5.       One additional compression algorithm.  You may use any compression algorithm (ex: compress, gzip, pkzip or others), but you must briefly explain it in the write-up as specified below.

Run all programs on all of the files and for each file record the original size, compressed size, and compression ratio (compressed size / original size).  For each file record the compression ratio for each of the above algorithms.

7)      Write a short (about 2 pages for non-W student and 4 pages for W students) paper that minimally discusses / elaborates on each of the following:.

a)      Any implementation issues / problems you encountered and how you resolved them.

b)      How the compression ratios compare for the various test files.  Where there were differences between them, be sure to explain why.  If algorithms performed differently on different test files, explain (or speculate) why.  Speculate as to which algorithm (if any) was the best overall.

c)      For all algorithms, indicate which of the test files gave the best and worst compression ratios, and speculate as to why this was the case.  If any files did not compress at all or compressed very poorly, speculate as to why.

d)     Briefly explain the additional compression algorithm that you used in your test runs.  State the algorithm and a paragraph or two about the theory behind it.  You should find information on most compression algorithms somewhere on the Web.

e)      Include in your paper all of the compression ratio results that you recorded in 3) above.

f)       If you are in the W section, your paper should minimally be 4 pages, with at least one full page of explanation of your  algorithm choice.  As with the other projects, the paper will count more toward your overall score in the W section than in the regular sections.
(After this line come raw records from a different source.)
Issue #4665, opened 2022-09-21
 The `IF NOT EXISTS` in create index statement


cooper-lzy:
The expected result should be `Execution succeeded`.
![image](https://user-images.githubusercontent.com/78672629/191429161-5ab35fd3-861f-4440-a5ea-65b888d404f4.png)

PR #4705, opened 2022-10-10
Fix if-not-exists behavior of create index statements

czpmango:
## What type of PR is this?
- [x] bug
- [ ] feature
- [ ] enhancement

#### Issue(s) number: 
https://github.com/vesoft-inc/nebula/issues/4665

## Checklist:
Tests:
- [ ] Function test
- [ ] Performance test
- [ ] N/A

Affects:

## Release notes:

> ex. Fixed the bug .....


src/meta/processors/index/CreateEdgeIndexProcessor.cpp
```diff
@@ -96,7 +97,15 @@ void CreateEdgeIndexProcessor::process(const cpp2::CreateEdgeIndexReq& req) {
     }
 
     if (checkIndexExist(fields, item)) {
-      resp_.code_ref() = nebula::cpp2::ErrorCode::E_EXISTED;
+      if (ifNotExists) {
+        resp_.code_ref() = nebula::cpp2::ErrorCode::SUCCEEDED;
+        cpp2::ID thriftID;
```
SuperYoko, line 102: maybe use tools like  `resp_.id_ref() = to(edgeIndex, EntryType::INDEX);` ?

src/meta/processors/index/CreateEdgeIndexProcessor.cpp
```diff
@@ -96,7 +97,15 @@ void CreateEdgeIndexProcessor::process(const cpp2::CreateEdgeIndexReq& req) {
...
+        // Fill index id to avoid broken promise
+        thriftID.index_id_ref() = item.get_index_id();
+        resp_.id_ref() = thriftID;
```
panda-sheep, line 105: It feels a little weird this way
1. The first `ifNotExists` in line 45 is to judge whether the index name exists or not.

2 This place is to judge whether there are other indexes that contain this fields
for example
```
create edge e(a int, b int);
create edge index e_index on e(a, b)
create edge index if not exists e_index_2 on e(a);
```
This returns a successful creation and returns the indexId of the first index.
There is actually only one index e_index

panda-sheep: It shows that the index creation is successful, but when show, the index name does not exist

czpmango: Indeed, this is the point just as you said. 
IMO, index name is a redundant design. 
A better syntax might be this: 
```
create edge index on e(a);
create edge index if not exists on e(a);
rebuild edge index on e(a);
```
In this way, the implementation layer does not need to verify the index name(line 45).
Considering compatibility, this pr is not going to do major refactoring.

src/meta/processors/index/CreateEdgeIndexProcessor.cpp
czpmango: Just extract the id from the index item.

src/meta/processors/index/CreateEdgeIndexProcessor.cpp
panda-sheep: @czpmango @MuYiYong How is our GQL version index implemented?

czpmango: We should try to avoid similar problems in GQL version.

panda-sheep: 5.0 index design needs to consider this problem, thx @MuYiYong

panda-sheep (approved):

SuperYoko (approved):

jinyingsunny:
checked on 3.3-rc

PR #1145, opened 2020-01-09
parseOptions rework phase 2

shadowspawn:
# Pull Request

## Problem

`.parse()` called a private routine `.normalize()` to split short options, turn `--long=value` into `--long value`, et al. This caused a few subtle problems:

- the extra functionality was not available when called public routine `.parseOptions()`
- the expansion was done before the types of the flags for subcommands were known, so support for including value in argument like `-fValue` (added in #599) only worked for top level command 
- an argument into a subcommand option could get incorrectly processed as a global flag due to early expansion, like `do sub --flag=--version`

## Solution

1. roll the support into `.parseOptions` and delete `.normalise`
2. expand arguments only for known options
3. as a bonus, add support for multiple boolean short flags followed by a flag expecting an argument (in subcommands as well as top command)

So for example:
```
program
  .command('sub')
  .option('-w,--www')
  .option('-s,--secure')
  .option('-p,--port <number>')
  .action((cmd) => {
    console.log(cmd.opts());
  });
program.parse(process.argv);
```

Can now call like:
```
# my-program sub -wsp443
{ www: true, secure: true, port: '443' }
```

### Added

- combined short options as single argument may include boolean flags and value flag and value (e.g. `-a -b -p 80` can be written as `-abp80`) (#1145)
- `.parseOption()` includes short flag and long flag expansions (#1145)

### Changed

- only recognised option short flags and long flags are expanded (e.g. `-ab` or `--foo=bar`) (#1145)

### Fixed

- combining option short flag and value in single argument now work for subcommands (e.g. `-p80`) (#1145)

### Removed

- private function `normalize` (the functionality has been integrated into `parseOptions`)


shadowspawn:
(I ended up doing a merge and not a rebase. It has resolved the branch conflicts, but still showing extra commits that have already been squashed and merged so apologies for the noise.)

"Files changed" is looking sensible.

shadowspawn:
Had another go at the rebase, and succeeded. See #1152

Issue #1105, opened 2019-11-23
Change Command to not inherit from EventEmitter?


shadowspawn:
While working on the name pollution issue, I started thinking it could be much tidier if Command "has-a" EventEmitter rather than "is-a" EventEmitter.

I expect the primary use of EventEmitter by clients is for adding `.on()` callbacks. This could be offered with a delegate routine for just that, and the other EventEmitter functionality done internally using a private property.

Advantages of changing the EventEmitter usage are:

- reduce noise in code completion suggestions in editors
- reduce name collisions when storing option values as properties on Command
- if clients do not need access to EventEmitter, can remove implicit dependency on TypeScript definitions for node

Do any gentle readers use more than `.on()` from EventEmitter? 

Do you rely on `this` being the command object in your listener?

shadowspawn:
Better to stay with conventional pattern without strong case for changing, or good examples of other patterns

PR #974, opened 2019-06-12
fix: Add node types to typings

ffflorian:

PR #1146, opened 2020-01-10
Remove EventEmitter from TypeScript definition file

shadowspawn:
# Pull Request

## Problem

Need to also install `@types/node` or get an error due to explicit inheritance of Command from EventEmitter.

Related: #646 #974 #1105

## Solution

Don't say Command extends `EventEmitter`! Instead list the `.on()` function manually.

A reason for not doing this would be if there are likely use cases where people are using more of the methods from EventEmitter on Command, or passing around a Command as an EventEmitter. I have not encountered this in any programs or examples. For rare cases it is easy enough to override the type so this does not prevent use.

Ideally I would like to actually change Command so it _has-a_ EventEmitter and not _is-a_ EventEmitter (#1105 ), but that is a much bigger change. This PR is a simple typings change to achieve a similar outcome for TypeScript now without changing the implementation at all.

### Changed

- removed EventEmitter from TypeScript definition for Command

### DIFF
--- a/Readme.md
+++ b/Readme.md
@@ -605,12 +605,7 @@ console.log(programOptions.name);
 
 ### TypeScript
 
-The Commander package includes its TypeScript Definition file, but also requires the node types which you need to install yourself. e.g.
-
-```bash
-npm install commander
-npm install --save-dev @types/node
-```
+The Commander package includes its TypeScript Definition file.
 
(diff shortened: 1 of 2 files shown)


shadowspawn:
This is more opinionated than Commander usually is about how Commander might be used, but is consistent with common and expected usage and simplifies installation.

Issue #1088, opened 2019-11-02
Triage: detecting missing or unknown commands


shadowspawn:
What is the best way to test for missing or unknown commands? Is the existing support good enough?

Research prompted by Commander v4 which changes `program.args` and will break some client code which was dependent on the previous behaviour: #1048

Example of affected code: https://github.com/tj/commander.js/issues/7#issuecomment-32448653

Related issues:
- #7 Show help if no command was executed
- #240 Support to know if any known command was processed, or any output written
- #338 How to detect an unsupported command? [git-style]
- #432 running an unknown subcommand does not fail
- #603 Show help when command is unknown
- #809 Using sub-command always invokes *
- #940 argments are empty
- #942 Throw error when no sub-command specified
- #977 It looks not way to know has action is run?
- #978 Top level command action does not work
- #1032 Passing command option leaves content in args

shadowspawn:
A direct test for no arguments at all (including options) is used in the README. This works the same in Commander v4.
```
if (!process.argv.slice(2).length) {
  program.outputHelp(make_red);
}
```

or without the slice:
```
if (process.argv.length < 3) {
  program.help();
}
```

or equivalently using `rawArgs:
```
if (program.rawArgs.length < 3) {
  program.help();
}
```

shadowspawn:
The example code from the README for detected unknown commands (in a program using action handlers) works the same in Commander v4:

```
program.on('command:*', function () {
  console.error('Invalid command: %s\nSee --help for a list of available commands.', program.args.join(' '));
  process.exit(1);
});
```

shadowspawn:
I am somewhat interested in adding support for testing for an unhandled command, which has not triggered any action handlers or external commands. This would implicitly cover both missing and unknown commands with a single test.

shadowspawn:
People are also interested in having Commander do the messaging in missing and unknown cases, but probably treat that as a separate enhancement.

shadowspawn:
By default, an unknown subcommand shows an error and a missing subcommand shows the help in the published pre-release of Commander v5.0.0 (#1163)

Issue #995, opened 2019-07-15
The Command.prototype.parse() method has issues.


yossan:
This method has the following issues:

* when registered `subcommand`, thier arguments and options isn't parsed to check valid.
* when registered `action`, `this.parseArgs()` called subcommand without parsing their arguments and options.

As a result, this method's arguments are not evaluted correctly in subcommand.
In the following code expect to occur `error: missing required argument "file"` but not now.

```
parse
  .command('install <file>')
  .parse('node', 'main.js', 'install') // Expect error but not.
```

Also now `the required argument` will not correctly work. 
[Fix to fail if required arguments don't exist.](https://github.com/tj/commander.js/pull/941)

So it seems that this method should be reconsidered fundamentally.

Thank you for the wonderful library.

# Related 

https://github.com/tj/commander.js/pull/941

shadowspawn:
Thanks @yossan. There are some deliberate differences in behaviour between `.action` and separate executable sub-commands, but I think there are also a number of shortcomings and accidental differences. Bring them closer together and detecting more errors is on my wish list.

yossan:
@shadowspawn 

Thank you for the review.
I want "the required argument" to work correctly.
It's a really great library.

shadowspawn:
A missing required argument for a command now shows an error in the published pre-release of Commander v5.0.0 (#1163)

shadowspawn:
Commander v5.0.0 has been released with significant changes to the parsing, and adds default detection of a missing required argument.

https://github.com/tj/commander.js/releases/tag/v5.0.0

Issue #948, opened 2019-04-04
Built-in help subcommand does not work with aliased git-style commands


MattTheNub:
# Example

```js
#!/usr/bin/env node

const program = require('commander');

program
  .version('0.0.1')
  .description('Fake package manager')
  .command('install [name]', 'install one or more packages').alias('i');

program.parse(process.argv);
```
When running the built-in help command on the alias (`pm help i`), this happens:
## Expected Behavior
The alias gets resolved to `install`, and the information is read from `pm-install`
## Actual Behavior
The command attempts to read `pm-i` and fails, as it does not exist.

shadowspawn:
The `npm help foo` pattern has never been documented in the README (#892) and would appear to be buggy making me wonder how implemented it was.

With your sample program it appears to be working as expected for `--help` though, given I only created index.js:

```
$ node index.js install --help
error: index-install(1) does not exist, try --help
$ node index.js i --help
error: index-install(1) does not exist, try --help

```

shadowspawn:
I came across the (simple) implementation code today and had another look at behaviour. Commander is blindly turning "help foo" into "foo --help", but reasonable it should work with alias. 

Categorising this as a bug.

shadowspawn:
This is fixed in the published pre-release of Commander v5.0.0 (#1163)

shadowspawn:
Commander v5.0.0 has been released.

https://github.com/tj/commander.js/releases/tag/v5.0.0

PR #1149, opened 2020-01-12
Parse rework for nested commands

shadowspawn:
# Pull Request

Going wide and trying to unify and improve behaviours at same time as adding support for nested commands.

## Problem

The parsing is a collection of accumulated behaviours, making it difficult to add new features, and in particular nested commands. For example:

- action handlers and executable subcommands have individual historical behaviours
- validation of options done in action handler support rather than independent
- the parsing is scattered between multiple routines

Using the Event Emitter for internal processing is a complication and introduces possible interaction with user defined listeners in middle of internal processing.

Commander started out being flexible and leaving things to caller, but as Commander has become more structured and full featured there is an expectation that some behaviours should be included (e.g. error when subcommand not found, due to typo).

### References

Commander does not support nested commands (without using git-style executables):

- Issue: #1 #63 #655 #764
- Related PR: #245 #1024

Allow a non-executable to be set as the default command: #742

Implicit help command: #205 #256 #350 #892
but not when an argument: #1153

Implicit help not working for alias: #948 

Built-in error when unrecognised command: #432 #1088

Help displayed for missing command: #1088 

Built-in error for missing arguments: #995 

Asterisk handler getting called for executable subcommands: #809

## Solution

Rework parsing, big time:

- do not use events for internal command processing (still used for option processing)
- explicitly handle just one of action vs executable
- parse command independent of whether action handler attached
- recursive parsing, for nested command support
- recursive parsing, with intention top level command is less special
- treat action/executable subcommands more symmetrically
- add error and/or help for missing and unknown commands (for all subcommands, not just executable)

### Added

- allow a non-executable to be set as the default command (#742 #1149)
- support nested sub-commands with action-handlers (#1 #764 #1149)
- automatic implicit help command for all subcommands (not just executables) (#1149)
- customise implicit help command with `.addHelpCommand()` (#1149)
- _Breaking_ display error message for unknown subcommand (#432 #1088 #1149)
- _Breaking_ display help for missing subcommand (#1088 #1149)

### Changed

- _Breaking_  display error if required argument for command is missing (#995 #1149)

### Fixed

- only add implicit help command when it will not conflict with other arguments (#1153 #1149)
- do not emit `command:*` for executable subcommands (#809 #1149)
- implicit help command works with aliases (#948 #1149)
- options are validated whether or not there is an action handler (#1149)

### Removed

- `parseExpectedArgs` is now private (#1149)

### Migration tips

If you use `.on('command:*')` or more complicated tests to detect an unrecognised subcommand, you may be able to delete the code and rely on the default behaviour.

If you use `program.args` or more complicated tests to detect a missing subcommand, you may be able to delete the code and rely on the default behaviour.

If you use `.command('*')` to add a default command, you may be be able to use `isDefault:true` with a normal command instead.


byCedric:
Awesome work! 🚀

shadowspawn:
I am thinking of moving onto `develop` after this PR?

The other things I am considering for 5.0 are largely non-breaking:
- change all setup errors by author to `throw` rather than error+exit (about half already do), and add tips to the infamous accidental executable situation
- move `Command` from prototype to class (technically non-breaking, but core change)
- switch from `var` to `const` and `let` (non-breaking)
- make `.helpInformation()` public and rework README section on help (non-breaking)
- consider more options to .parse for electron et al (technically non-breaking)

index.js
```diff
@@ -124,19 +122,28 @@ exports.CommanderError = CommanderError;
...
   this.options = [];
-  this._execs = new Set();
   this._allowUnknownOption = false;
   this._args = [];
   this._name = name || '';
   this._optionValues = {};
   this._storeOptionsAsProperties = true; // backwards compatible by default
   this._passCommandToAction = true; // backwards compatible by default
   this._actionResults = [];
+  this._actionHandler = undefined;
```
abetomo: I'm sorry if I sound picky.
Here we 'define' it.So I think it's not 'undefined'.
I think 'null' is better, but how about?

shadowspawn: I did feel "defining" it to be "undefined" was a bit odd. I was really just adding it to be clear it was a property. I'll do a little reading on null vs undefined conventions. Good question.

shadowspawn: Changed all to null except the boolean that is lazy initialised where undefined felt better (and added a comment for that one).

shadowspawn:
Woo hoo! 🎉 
Thanks @abetomo , it was a big and complex Pull Request to review.

I'll merge it in soon and start work on preparing CHANGELOG / Release Notes for a prerelease.

shadowspawn:
I gave the nested command support a try-out emulating the Cordova CLI. I implemented one nested subcommand using inline code, and one using `.addCommand` and a module:
https://github.com/shadowspawn/commander-does-cordova.git

PR #1156, opened 2020-01-27
Minor Readme Update for Debugging Information

jamesrenaud:
# Pull Request

## Problem

Debugging within the git style sub(commands) using VSCode is a little tricky, and took me a while to figure out how to handle that case.

## Solution

Just a quick miscellaneous addition to the `bits and pieces` section of the documentation to show the correct launch flag.


shadowspawn:
Thanks @jamesrenaud . I think I'll rework the debugging section to include this new information rather than add a separate section, but no action required from you.

shadowspawn:
I have included this information in #1166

8)      Submit your source code, runnable .jar file (or all .class files), write-up paper and your Assignment Information Sheet to the appropriate submission directory.  DO NOT SUBMIT THE TEST FILES – they will use up too much memory on the submission site.  As always, make sure that any executables will be able to be executed by the TAs without any modification. If you are doing the project with a partner, you need to both submit your program and your report. Make sure the names of both persons are on everything.